Когда около четырех часов стал заниматься день, Марианна, сидя в кресле перед открытым окном, еще не сомкнула глаз, так и не найдя ответа на свои вопросы. У нее разболелась голова, и она чувствовала себя смертельно усталой. Она с трудом встала и выглянула наружу. Всюду царило спокойствие. Только слышалось первое пение птиц, и маленькие крылатые силуэты перелетали с ветки на ветку, не заставив шелохнуться ни один листик. По розово-оранжевому небу потянулись золотые дорожки, предвещая близкий восход солнца. С улицы донесся стук окованных железом колес повозки по камням мостовой, сопровождавший унылые призывы торговца древесным углем. Затем с противоположного берега Сены раздался пушечный выстрел, как раз в тот момент, когда выглянуло солнце, и одновременно зазвонили первые колокола в церквах, призывая к утренней молитве.

Возбуждающий шум, который продлится все утро, возвещал добрым гражданам Парижа, что их Императору исполнился сегодня сорок один год, что это праздничный день и надо вести себя соответственно.

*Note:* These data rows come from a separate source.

PR #1849, opened 2021-07-23
Support ConnectionClose in NEW_CONNECTION Event

### LINKED ISSUE #1647: Be more resilient to failure cases in New_connection event.
Look at  at Peer_stream_started event for inspiration.
ExternalOwner should be moved up to ListenerAccepted.
and revert it to false on failure.

nibanks:
Fixes #1647. Correctly handles the case where the app accepts the connection (returns success) but closes the connection. Adds an additional assert to make sure the app doesn't both reject (return failure) and close the connection.

### DIFF
--- a/src/core/listener.c
+++ b/src/core/listener.c
@@ -497,6 +497,7 @@ QuicListenerClaimConnection(
     //
 
     Connection->State.ListenerAccepted = TRUE;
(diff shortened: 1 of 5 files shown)


anrossi:
No test to exercise this scenario too?

anrossi (approved):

Но для Марианны он не был желанным праздником, и, чтобы избавиться от проявления всеобщей радости, которое мало-помалу давало о себе знать в столице, она тщательно закрыла окна, задернула занавеси и, изнемогая от усталости, одетая, упала на кровать и уснула мертвым сном.

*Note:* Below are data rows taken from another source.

PR #1850, opened 2021-07-23
Cancel all sends upon silent abort

thhous-msft:


nibanks (approved):

nibanks (approved):

src/platform/platform_posix.c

Свидание Марианны с Аркадиусом вечером 15 августа, в то время как везде в публичных местах плясали и пили за здоровье Наполеона, носило почти трагический характер. С лицом, запечатлевшим усталость многих бессонных ночей, проведенных в блужданиях, повсюду, где он надеялся найти какие-нибудь признаки пребывания лорда Кранмера, Жоливаль с горечью упрекал Марианну в том, что он назвал отсутствием доверия.

– Какая вам была необходимость возвращаться сюда? И для чего? Чтобы закопаться в этом доме вместе со старым безумцем, живущим только воспоминаниями о королеве, и этой интриганкой, которая носит траур по своему убитому любовнику и ушедшей бурной молодости? Чего вы боялись? Что я не сделаю все, что доступно человеческим силам? Тогда успокойтесь: я делаю это. Я ищу… исступленно. Я ищу следы миссис Аткинс, я блуждаю каждую ночь по Шайо или Темпльскому бульвару вокруг «Железного Человека» и «Спиленного Колоса». Я провожу там долгие часы, переодетый, надеясь встретить кого-либо из людей Фаншон или ее, собственной персоной. Но я напрасно стараюсь… Вы думаете, я нуждаюсь в этом дополнительном беспокойстве: за то, что здесь вы, под угрозой чьего-нибудь доноса?

Марианна позволила буре успокоиться. Она прекрасно понимала усталость и уныние ее друга и не обиделась на рожденный исключительно его привязанностью к ней гнев. Она робко проговорила:

– Не надо упрекать меня, Аркадиус! Я не могла больше оставаться там, безмятежно жить в то время, как вы боретесь тут, а Язон терпит бог знает какие…

– Тюрьма! – сухо оборвал ее Жоливаль. – Политическая тюрьма – это все-таки не каторга! И я знаю, что с ним обращаются хорошо.

– Я знала! Я знала все это или, по крайней мере, не сомневалась, но я сходила с ума! И когда князь сказал, что должен вернуться в Париж, я не смогла удержаться. Я упросила его взять меня с собой.